Fences and Windows – Book Review

October 22, 2006

Fences and Windows; dispatches from the front lines of the globalization debate
Naomi Klein
Picador: 2002

Naomi Klein is a journalist and media commentator.

Klein composites a number of columns and speeches to record the ongoing battle against oppressive globalization and overarching corporations between 1999 and 2001. Throughout the book, Klein documents the activists groups that have been forming, their growth and development, as well as the structures that they have been fighting against.

Windows of Dissent
Through a number of dramatic articles, Klein captures the “coming out party of a movement” (p. 3) in which activists boldly challenge the WTO, World Bank and other oppressive organizations. While this movement does not have centralized leadership or any stated plan, it can be seen as a network of causes, working together towards a common goal.
Fencing in Democracy
Klein argues against globalization in the sense that it “gradually swallows everything else” and creates a “one-size-fits-all government”, destroying culture and societies abilities to govern themselves (p. 78).
Fencing in the Movement: Criminalizing Dissent
By recording her own experiences and those of fellow activists, Klein points to a criminalization of dissent. Through police violence against protestors and the increased restrictions on demonstrations, free speech is being denied and democracy is being withheld from those wishing to voice their opposition to globalization.
Capitalization on Terror
In light of September 11th, it has now become American to support big business and branding. To resist globalization, is to be unpatriotic.

Windows to Democracy
In the final chapters of the book, Klein gives us hope by painting us pictures from around the world of people fighting for the right to participate in their own lives. In Mexico, we see a “caravan of renegades” (p. 210) seeking justice and opportunity for economic freedom and in Italy we see a new hope for life. And now, Klein suggests, the task is to move past the details of the globalization debate and look at the real effects of globalization on the lives of people throughout the world. If globalization is limiting democracy, then democracy and people’s universal right to food, opportunity and freedom should become our focus.
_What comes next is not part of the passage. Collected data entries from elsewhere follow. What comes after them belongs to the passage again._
PR #436, opened 2023-04-21
Use hyphens in bazel cache credential file name

jamesreprise:

We now use hyphens in the name of the Bazel cache credential file.

`bazel_cache_credential.json` -> `bazel-cache-credential.json`


flyingsilverfin (approved):

flyingsilverfin:
Not a problem but is there a motivation about why not using underscore?

jamesreprise:
> Not a problem but is there a motivation about why not using underscore?

Consistency with our house style. The files looked odd listed together before this change:
```
.bazel-remote-cache.rc
bazel_cache_credential.json
```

This whole book seemed very abstract to me. Activists fought against the general idea of “globalization”, but not against all aspects of it. The nature of the movement, as a network of different movements, made it hard to understand what the protests were against, and to see the end goal of these protests. While I am sure that this book provides an exciting account to the well studied activist, for the casual observer, it is rather hard to follow.
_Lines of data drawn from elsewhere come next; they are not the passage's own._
PR #453, opened 2023-07-10
SWIG rule fix: copy swig includes to bazel-bin

dmitrii-ubskii:

### DIFF
--- a/builder/swig/java.bzl
+++ b/builder/swig/java.bzl
@@ -45,8 +45,14 @@ def _swig_java_wrapper_impl(ctx):
         wrap_src = ctx.actions.declare_file("{}_wrap.c".format(module_name))
         swig_headers = []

In general, politics is not my favorite subject, and not something that I am passionate about. But, it is the way that our world runs, and because of that, I need to make an effort to care. I like that the activism Klein documents changes things on a broader scale. As an individual, I can easily offer a meal to a homeless person or tutor a low income child, but it is much harder to work towards systematic change. Through politics, one can seek to change a whole system, redeeming a broken practice and bringing redemption on a much larger scale. While I think this type of activism is uncomfortable for many churches, small steps can be made by educating ourselves about social movements, not fearing politics and the power associated with it, and by supporting activist movements whenever feasible.